/storybook

Primary LanguagePythonGNU General Public License v3.0GPL-3.0

storybook

A program that uses generative models on a Raspberry Pi to create fantasy storybook pages on the Inky Impression e-ink display

Storybook example

Hardware

  • Raspberry Pi 5 8GB. Certainly possible with other hardware, but may be slower and require simpler models.
  • Inky Impression 5.7". Code can be modified to support other resolutions.
  • SD Card. 32GB is probably the minimum. Use a bigger one to support experimenting with multiple models and installing desktop components if desired.

Setup

  • Image the SD card with RPi OS, then boot and update the OS
  • Enable I2C and SPI interfaces: sudo raspi-config
  • Install Ollama
  • Pull and serve an Ollama model. I find that Mistral and Gemma models work well. ollama run gemma:7b
  • Build/install XNNPACK and Onnxstream
  • Download an SD model.

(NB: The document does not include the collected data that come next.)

PR #4044, opened 2017-12-06
Add test for inconsistent backend input outputs

hvy:
Add tests for `FunctionNode.apply()` input, output backend checks (exceptions are raised when ndarray backends are mixed https://github.com/chainer/chainer/pull/4029).

Note that this PR should not be backported since #4029 isn't.

PR #4312, opened 2018-02-09
Improve error messages of array type check.

mizuno-gsinet:
This is a proposal of improved error messages in `FunctionNode.apply()`. It also changes the type of exception.

The new message should be more understandable, for example, when a user forgot to use `utils.force_array()` in their own FunctionNode.

Original and new error messages look like these:

Original

```
ValueError: numpy and cupy arrays are mixed in the forward output (MyFunc).
<class 'cupy.core.core.ndarray'>, <class 'float'>
```

This PR

```
TypeError: forward outputs must be `ndarray`s of the same array module (numpy or cupy) (MyFunc).
Actual: <class 'cupy.core.core.ndarray'>, <class 'float'>
```

### DIFF
--- a/chainer/function_node.py
+++ b/chainer/function_node.py
@@ -227,10 +227,10 @@ Use apply() method instead.\
 
         # Check for input array types
         if not chainer.is_arrays_compatible(in_data):
-            raise ValueError(
+            raise TypeError(
                 'incompatible array types are mixed in the forward input '
                 '({}).\n'
-                '{}'.format(
+                'Actual: {}'.format(
                     self.label,
                     ', '.join(str(type(x)) for x in in_data)))
 
@@ -264,10 +264,10 @@ Use apply() method instead.\
                 'Actual: {}'.format(self.label, type(outputs)))
 
         if not chainer.is_arrays_compatible(outputs):
-            raise ValueError(
+            raise TypeError(
                 'incompatible array types are mixed in the forward output '
                 '({}).\n'
-                '{}'.format(
+                'Actual: {}'.format(
                     self.label,
                     ', '.join(str(type(x)) for x in outputs)))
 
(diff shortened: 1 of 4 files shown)


kmaehashi:
I think this fix is reasonable. How do you think @niboshi?
When merged we should fix the doc too. https://docs.chainer.org/en/latest/upgrade.html#prohibition-of-mixed-use-of-arrays-on-different-devices-in-function-arguments

mizuno-gsinet:
I rebased and adopted the new message from #4346. It now looks like this:

```
TypeError: incompatible array types are mixed in the forward output (MyFunc).
Actual: <class 'cupy.core.core.ndarray'>, <class 'float'>
```

Does this still have a point?

kmaehashi:
I think message like `Types of all arrays in the forward input must be the same` is better, but would like to ask opinion of @niboshi san.
I'm also positive for changing the exception type.

kmaehashi:
Jenkins, test this please.

niboshi:
@kmaehashi 
Sorry, I overlooked the mention.
I agree with change of exception type.

kmaehashi:
Ok, I'll merge this after test pass.

kmaehashi:
Jenkins, test this please.

kmaehashi:
@mizuno-gsinet Could you please fix unit tests?
https://github.com/chainer/chainer/blob/v4.0.0b4/tests/chainer_tests/links_tests/connection_tests/test_embed_id.py#L56-L67

mizuno-gsinet:
I fixed them.

kmaehashi:
Jenkins, test this please.

kmaehashi:
Jenkins, test this please.

kmaehashi:
Sorry, some more tests for this case has been added since then (via #4044), and test is failing.
https://github.com/chainer/chainer/blob/e5fe298e7d69f9ba1c773b5b1ab01b74dfd32e08/tests/chainer_tests/test_function_node.py#L325-L357
Could you please fix them also?

mizuno-gsinet:
Sure. I rebased and fixed them.

kmaehashi:
Thank you!
Jenkins, test this please.

kmaehashi:
LGTM!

I find that Stable Diffusion XL Turbo 1.0 works well.
  • Clone this repository. git clone https://github.com/tvldz/storybook.git
  • Create a Python virtual environment: cd storybook && mkdir .venv && python -m venv .venv
  • Activate the environment: source .venv/bin/activate
  • Install the Inky libraries. Follow these instructions for RPi 5 compatibility: pimoroni/inky#182
  • Install requests and pillow: pip install requests pillow
  • Modify the constants (paths) at the top of main.py to match your own environment.
  • execute main.py: python main.py. Execution takes ~5 minutes.

ISSUES/IDEAS/TODO

  • Currently, the program just renders a single page at a set interval. It would certainly possible to ask Ollama to generate multiple pages for a complete "story", and then generate illustrations for each page. The entire "story" could be saved locally and "flipped" through more rapidly than discrete page generation.
  • The output lacks some diversity, with many of the same characters and themes. This may be improved with a higher quality prompt, modifying the model temperature, or creating a prompt generator that randomly generates prompts from a set of themes, characters, creatures, artifacts, etc.
  • The current font doesn't look great on the display. Finding a better font, or perhaps rendering the page horizontally instead of rotating it might have a better result.
  • Fitting the text on the screen doesn't always work, since I'm requesting that the model limit itself and naively splitting the output programmatically.
  • This would be easily modifiable to create other things like sci-fi stories, weird New Yorker cartoons or off-brand Pokemon.
  • This may be thermally taxing on the RPi. Inferrence consumes all CPUs for many minutes, then sits idle for the set interval.
  • The code isn't very reslilient but seems to work reliably.